Problem to work on
Please start at the first line of the records beneath and quote each line exactly, ending with the line containing "- Reason for revert".
------------------------------------
PR #34191, opened 2024-07-04
Revert "[ESP32] Remove SupportedModes implementation of ModeSelect from nvs and use all-clusters-apps common implementation"

jadhavrohit924:
Reverts project-chip/connectedhomeip#34044

- Reason for revert

Actually, we thought of using common implementation and planned to remove this fixed attributes from the factory partition because of while OTA, we cannot update these attributes as factory partition can’t be change in OTA. in #34044

But later we thought of supporting this fixed attributes in the factory partition for backward compatibility along with SDKs common implementation which has static data.


andy31415 (dismissed):
@jadhavrohit924 please add the reason for the revert in the summary of the PR.

We should try to make PRs clear in what they are doing and why.

jadhavrohit924:
@andy31415 Sorry, for the inconvenience. I have updated the PR description.

shubhamdp (approved):

dhrishi (approved):

jmartinez-silabs (approved):

PR #34194, opened 2024-07-04
Update CI images to latest version

### LINKED ISSUE #35121: [BUG] Clang-Tidy error - bugprone-pointer-arithmetic-on-polymorphic-object in Eventmanagement
### Reproduction steps

New version of clang-tidy avaliable with latest pigweed version, found new types of errors:
- `bugprone-pointer-arithmetic-on-polymorphic-object` - error:

```
2024-08-19 08:28:29 INFO TIDY ../../src/app/EventManagement.cpp: /mnt/dane/projects/matter/connectedhomeip-second/out/sanitizers/../../src/app/EventManagement.cpp:107:51: error: pointer arithmetic on polymorphic object of type 'CircularEventBuffer' can result in undefined behavior if the dynamic type differs from the pointer type [bugprone-pointer-arithmetic-on-polymorphic-object,-warnings-as-errors]`  
    107 | next = (bufferIndex < aNumBuffers - 1) ? &apCircularEventBuffer[bufferIndex + 1] : nullptr;
            | ^~~~~~~~~~~~~~~~~~~~~
/mnt/dane/projects/matter/connectedhomeip-second/out/sanitizers/../../src/app/EventManagement.cpp:109:20: error: pointer arithmetic on polymorphic object of type 'CircularEventBuffer' can result in undefined behavior if the dynamic type differs from the pointer type [bugprone-pointer-arithmetic-on-polymorphic-object,-warnings-as-errors]
    109 | current = &apCircularEventBuffer[bufferIndex];
```
- `bugprone-suspicious-stringview-data-usage` - error: [clang-tidy.log](https://github.com/user-attachments/files/16688414/clang-tidy.log)

### Bug prevalence

always

ff6863ed127fb1a8a6f134ed15b2ed98ed75e418

### Platform

core

### Platform Version(s)

_No response_

### Anything else?

_No response_

jlatusek:
## Problem

There are few images in CI which are outdated. Update of them bring up few additional issues:
1. Script `runner.py` stopped to report success during intentionally failing tests. 
2. Changes in pigweed api related to `WriteLine` function which break compilation
3. Latest version of clang-tidy has regression which causes to report `-c` compilator argument as unused. Fix were merged into clang-tidy master but it will take some time to be available in `CIPD`
4. Clang-tidy is not correctly interpret `CHIP_ERROR_POSIX(errno);` from `GetSocket` method. It will report an error that function related to sockets are called with `-1` argument. 
5. silabs sdk provided its own version of python which should be used by internal tools. 
6. Zap generated files are formated in different way. 
7. After updates of Tizen images it started failing during preparing of docker images on gh worker

## Changes

I updated the outdated CI images to one based on Ubuntu 24.04. Unfortunately, this required some code changes and updating of python packages (old version of packages required by some embedded targets do not want to be instaled on python 3.12) and pigweed submodule simultaneously.

1. Method `_run` were throwing an error, due to bug in python `3.9.5`. As [documentations](https://docs.python.org/3/tutorial/errors.html#defining-clean-up-actions) states: `If the finally clause executes a break, continue or return statement, exceptions are not re-raised.` but the code to work properly expect the `_run` method to throw an error. I've fixed it by removing unnecessary try block. 
2. Change function to expect object instead of reference to object
3. I changed script calling clang-tidy to remove `-c` from command line arguments passed to it, after update of clang-tidy in pigweed submodule this change can be removed. 
4. I manually disable linting for problematic lines. I wasn't able to find better solution
5. I added to `PATH` python from silabs SDK to use it during calling of internal tools
6. Regenerate files from zap templates
7. Add user argument for tizen qemu image. There is a bug in gh actions described [here](https://github.com/actions/checkout/issues/956), which prevent from running container with different user than root
8. Update mac-os to use python3.12 installed by `brew` - cipd do not have python3.12 avaliable right now
9. Update pigweed submodule
10. Fix some clang-tidy issues described here: #35121


arkq:
Done in different PRs, e.g.:

- https://github.com/project-chip/connectedhomeip/pull/35644
- https://github.com/project-chip/connectedhomeip/pull/35802

PR #34195, opened 2024-07-04
Add Fabric Synchronization Guide

yufengwangca:
Add Fabric Synchronization Guide


samadDotDev (approved):

docs/guides/fabric_synchronization_guide.md
```diff
@@ -0,0 +1,148 @@
+# Fabric Synchronization Guide
+
+-   [Fabric Synchronization Guide](#fabric-synchronization-guide)
+    -   [Fabric Sync Example Applications](#fabric-sync-example-applications)
+    -   [Run Fabric Sync Demo on RP4](#run-fabric-sync-demo-on-rp4)
+
+## Fabric Sync Example Applications
+
+Fabric-Admin and Fabric-Bridge applications are provided to demonstrate Fabric
+Synchronization feature.. You can find them in the examples.
```
andy31415, line 10:
```suggestion
Synchronization feature. You can find them in the examples.
```

examples/fabric-admin/scripts/run_fabric_sink_rp4.sh
andy31415, line 1: why do we have separate scripts for rp4 vs x86? we seem to just differ by path, however for that you could have path arguments and some defaults if unset depending on the platform. 

Having separate scripts makes it significantly harder to maintain as a lot of code is copied & pasted

examples/fabric-admin/scripts/run_fabric_source_x86.sh
```diff
@@ -0,0 +1,26 @@
+#!/bin/bash
+
+# Kill fabric-admin if it is running
```
andy31415, line 3: why don't we call `stop_fabric_source.sh` instead of having the same code inside?

examples/fabric-admin/scripts/run_fabric_source_x86.sh
```diff
@@ -0,0 +1,26 @@
...
+    kill -9 "$fabric_bridge_app_pid"
+    echo "Killed fabric-bridge-app with PID $fabric_bridge_app_pid"
+fi
+
+# Remove /tmp/chip_* files and directories
+sudo rm -rf /tmp/chip_*
+echo "Removed /tmp/chip_* files and directories"
+
+# Start fabric-bridge-app and redirect its output to /dev/null
+out/debug/standalone/fabric-bridge-app >/dev/null 2>&1 &
```
andy31415, line 22: why do we send logs to dev/null? That seems to make it hard to debug. How about a logfile instead?

docs/guides/fabric_synchronization_guide.md
```diff
@@ -0,0 +1,148 @@
+# Fabric Synchronization Guide
```
tcarmelveilleux, line 1: This document should explain much more what is the topology/goal of the example, with context.

yufengwangca: Added

docs/guides/fabric_synchronization_guide.md
```diff
@@ -0,0 +1,164 @@
...
+
+## Fabric Sync Example Applications
+
+Fabric-Admin and Fabric-Bridge example applications are provided to demonstrate
+Fabric Synchronization feature. You can find them in the examples.
+
+![matter_fabric_synchronization](images/matter_fabric_synchronization.png)
+
+Fabric-Admin example app implements the Fabric Administrator role and
+communicate with the Fabric-Bridge-App on the other side, facilitating the
```
andy31415, line 15:
```suggestion
communicates with the Fabric-Bridge-App on the other side, facilitating the
```

examples/fabric-admin/scripts/run_fabric_sink.sh
```diff
@@ -0,0 +1,41 @@
+#!/bin/bash
+
+# Default paths
+FABRIC_ADMIN_PATH="./fabric-admin"
+FABRIC_ADMIN_LOG="/tmp/fabric_admin.log"
+
+# Detect platform and set default paths
+if [[ $(uname -m) == "x86_64" ]]; then
+    FABRIC_ADMIN_PATH="out/debug/standalone/fabric-admin"
```
andy31415, line 9: could we use some file finding logic? For example I compile with build_examples.py so the path is never `debug/standalone`. I would suggest some form of iteration of predefined paths and the first one wins. like:

```sh
find_fabric_admin() {
   local choices=(
       "./fabric-admin"
       "out/debug/standalone/fabric-admin"
       "out/linux-x64-fabric-admin/fabric-admin"
       "out/darwin-arm64-fabric-admin/fabric-admin"
   )
   
   for path in "${choices[@]}"; do
       if [[ -e "$path" ]]; then
          echo "$path"
          return 0
      fi
   done
  return 1
}

FABRIC_ADMIN_PATH=$(find_fabric_admin)
if [[ $? -ne 0 ]]; then
   >&2 echo "Could not find the fabric-admin binary"
   exit 1
fi
echo "PATH IS: $FABRIC_ADMIN_PATH"
```
Potentially allow an argument to specify the path to use.

examples/fabric-admin/scripts/run_fabric_sink.sh
```diff
@@ -0,0 +1,41 @@
...
+fi
+
+# Check if --verbose option is specified
+VERBOSE=false
```
andy31415, line 13: consider supporting arguments for paths. Then this becomes:

```sh
while true; do
    case "$1" in
        -v | --verbose ) VERBOSE=true; shift ;;
        --fabric-admin ) FABRIC_ADMIN_PATH="$2"; shift 2 ;;
        *) break;;
    esac
done

# If fabric-admin is empty, then try to find it.

```

examples/fabric-admin/scripts/stop_fabric_source.sh
```diff
@@ -0,0 +1,22 @@
+#!/bin/bash
+
+FABRIC_ADMIN_PATH="./fabric-admin"
```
------------------------------------
Finished exercise
PR #34191, opened 2024-07-04
Revert "[ESP32] Remove SupportedModes implementation of ModeSelect from nvs and use all-clusters-apps common implementation"

jadhavrohit924:
Reverts project-chip/connectedhomeip#34044

- Reason for revert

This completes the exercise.